Flavored milks. Saw a large strawberry milk at the venue lunch counter. Milk here comes in a variety of flavors, such as apple, banana, caramel, chocolate, cookies 'n cream, lime, malt, mango, papaya, strawberry, tropical fruits and vanilla, with a few more exotic flavors available.
NZ features many more flavors — spearmint and…peanut butter flavored milk!
Woolworth’s in Whangarei (NZ) decided they could get around some selling restrictions by also selling "Milk Flavoured Milk". Milk flavored milk!
South Australia has the highest consumption of flavoured milk per person, where Farmers Union Iced Coffee outsells Coca-Cola.
I remember from a previous visit the shockingly unusual crisp (potato chip) flavors. Ham and mustard. Big red and meat pie. Feta and herb, Thai chili.
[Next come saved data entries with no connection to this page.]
PR #4770, opened 2024-12-12
KCL: Keyword fn args like "x = 1" not like "x: 1"

adamchalmers:
Aligns with how we're doing objects.


jtran (approved):
Can't believe we missed this...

To be fair, almost every restaurant meal I’ve had here has been extraordinarily delicious. It would be nice to think that the cooking is simply all top notch, which in many cases it is, but I think other things might be involved. I’m going to suggest that due to the relative sparseness of the population here, and the fertility and abundance of the local fields and seas, there is an unusual availability of fresh produce, meats and seafood. I suggest that it is this freshness of all of these that makes the foods so much better — and that we, especially in NYC, are just not used to super fresh foods. The taste is definitely better.
I had some calamari that were lovely and an octopus over greens that was much much better than the mangy little tentacles served up in top restaurants in NY. This was like a steak but with big suckers on the side!